ABSTRACT - Various evaluation process models have been developed to quantitatively represent the mental algebra used by consumers in forming brand preferences. The specific variables underlying the individual's choice of evaluation strategy are not fully understood. This study examines the influence of two situational variables on the consumer's selection of an evaluation process strategy: (a) the number of choice alternatives and (b) the number of product characteristics involved in the evaluation task. Both variables were found to influence evaluation strategy choice. A dichotomy between compensatory additive utility models and noncompensatory lexicographic models emerged as the evaluation task's complexity was-experimentally manipulated.
[ to cite ]:
Russell G. Wahlers (1982) ,"Number of Choice Alternatives and Number of Product Characteristics As Determinants of the Consumer's Choice of an Evluation Process Strategy", in NA - Advances in Consumer Research Volume 09, eds. Andrew Mitchell, Ann Abor, MI : Association for Consumer Research, Pages: 544-549.

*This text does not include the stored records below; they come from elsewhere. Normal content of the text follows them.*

PR #15, opened 2017-05-22
Add support for multiple projects

kfr2:
This change supports storing various sets of migrations under
different, independently-deployable projects. For example, you may use
this tool with the projects app1 and app2. These projects are
responsible for maintaining their own sets of database tables and
should not worry about any other migrations that may have occured.
Thus, the -p (--project) flag can be passed to the dbmate CLI to
restrict its operations to any migrations that may have occurred (or
will need to occur) for the particular project.

For example, usage may look like:
```
/home $ ./dbmate -d app1 -p app1 migrate
Applying: 1495196229_create_users_table.sql
/home $ ./dbmate -d app2 -p app2 migrate
Applying: 1495197370_create_metrics_table.sql
/home $ ./dbmate -d app1 -p app1 down
Rolling back: 1495196229_create_users_table.sql
```

### DIFF
--- a/README.md
+++ b/README.md
@@ -198,6 +198,7 @@ Rolling back: 20151127184807_create_users_table.sql
 The following command line options are available with all commands. You must use command line arguments in the order `dbmate [global options] command [command options]`.
 
 * `--migrations-dir, -d "./db/migrations"` - where to keep the migration files.
+* `--project, -p "project-name"` - a name under which to associate the set of migrations. defaults to 'default'
 * `--env, -e "DATABASE_URL"` - specify an environment variable to read the database connection URL from.
 
 For example, before running your test suite, you may wish to drop and recreate the test database. One easy way to do this is to store your test database connection URL in the `TEST_DATABASE_URL` environment variable:
--- a/cmd/dbmate/main.go
+++ b/cmd/dbmate/main.go
@@ -40,6 +40,11 @@ func NewApp() *cli.App {
 			Value: "DATABASE_URL",
 			Usage: "specify an environment variable containing the database URL",
 		},
+		cli.StringFlag{
+			Name: "project, p",
+			Value: "default",
+			Usage: "specify a name to associate with the migration set",
+		},
 	}
 
 	app.Commands = []cli.Command{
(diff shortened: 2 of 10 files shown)


amacneil:
Hey, thanks for the PR!

Can you explain the use case a little more? I don't think it's a problem I've run into in the past. I guess I have two main questions:

* In this situation are you expecting these multiple "projects" to share the same database? In that case are they not really one project?
* Would it make more sense to just store the migration files for each project under a separate folder? For example:

```
/myapp
    /project1
      /db
        /migrations
    /project2
      /db
        /migrations
```

kfr2:
I'd like to use dbmate to manage migrations for a number of microservices, each of which is responsible for maintaining its own migration files. Each of these projects is also contained within its own repository. For example, the repositories might be structured like:

```
/app1
    api.py
    migrations/
         1495196229_create_users_table.sql
         ...

/app2
    api.py
    models.py
    migrations/
        1495197370_create_food_table.sql
         ...

/app3
    api.py
    migrations/
        1395196229_create_books_table.sql
        ...
```

It seems that dbmate currently requires all the migration files it is managing to be located in the same directory -- especially when attempting to reverse a migration. For example, if I run the migrations for the projects listed above using dbmate's latest master branch, I'm unable to revert app3's migration because it needs the knowledge of the migrations that appear "after" it based on the file timestamp. 

```
/home # ./dbmate -d app1 up
Applying: 1495196229_create_users_table.sql
/home # ./dbmate -d app2 up
Applying: 1495197370_create_food_table.sql
/home # ./dbmate -d app3 up
Applying: 1395196229_create_books_table.sql
/home # ./dbmate -d app3 down
can't find migration file: 1495197370*.sql
```

This change namespaces migrations to a particular project name such that dbmate only cares about the migration files local to a particular repository.

```
/home # ./dbmate -p app1 -d app1 up
Applying: 1495196229_create_users_table.sql
/home # ./dbmate -p app2 -d app2 up
Applying: 1495197370_create_food_table.sql
/home # ./dbmate -p app3 -d app3 up
Applying: 1395196229_create_books_table.sql
/home # ./dbmate -p app3 -d app3 down
Rolling back: 1395196229_create_books_table.sql
```

If the *-p* flag is not passed, dbmate should continue to work as it currently does by associating everything with the 'default' project.

amacneil:
Are each of your services talking to the same database, or different databases?

If they are different databases, then I think this would be more easily solved by simply having a different `.env` / connection string for each service.

If they are all connecting to the same database, then I wonder what the value of keeping the migration files separated under each service is? If they are all sharing the same database, then you can not fully reason about the migrations being independent of each other, it might be simpler to keep them all in a single "database" project that is managed independently of the specific services.

PR #16, opened 2017-05-25
Add darwin build target

kfr2:
Running `make build` will produce 4 binaries in the *dist* directory. This change adds darwin (OS X) as a build target.


amacneil:
Did you get this working? I actually originally had some macos build scripts, but gave up in favor of the homebrew buidls.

Advances in Consumer Research Volume 9, 1982      Pages 544-549

NUMBER OF CHOICE ALTERNATIVES AND NUMBER OF PRODUCT CHARACTERISTICS AS DETERMINANTS OF THE CONSUMER'S CHOICE OF AN EVLUATION PROCESS STRATEGY

Russell G. Wahlers, University of Notre Dame

ABSTRACT -

Various evaluation process models have been developed to quantitatively represent the mental algebra used by consumers in forming brand preferences. The specific variables underlying the individual's choice of evaluation strategy are not fully understood. This study examines the influence of two situational variables on the consumer's selection of an evaluation process strategy: (a) the number of choice alternatives and (b) the number of product characteristics involved in the evaluation task. Both variables were found to influence evaluation strategy choice. A dichotomy between compensatory additive utility models and noncompensatory lexicographic models emerged as the evaluation task's complexity was-experimentally manipulated.

INTRODUCTION

A great deal of research in marketing has investigated the manner in which consumers process information in arriving at brand evaluations. The various information integration methods used by consumers are cognitive processes which are neither observable nor directly measurable. Marketers have borrowed and adapted attitude measurement methodology from the various behavioral sciences and have developed a number of evaluation process models which offer alternative quantitative explanations of the mental algebra used by consumers in forming brand preferences. By examining the relative power of these evaluation models to mathematically explain consumers' ultimate preference patterns, researchers have made inferences about the nature of evaluation process behavior underlying the development of preferences.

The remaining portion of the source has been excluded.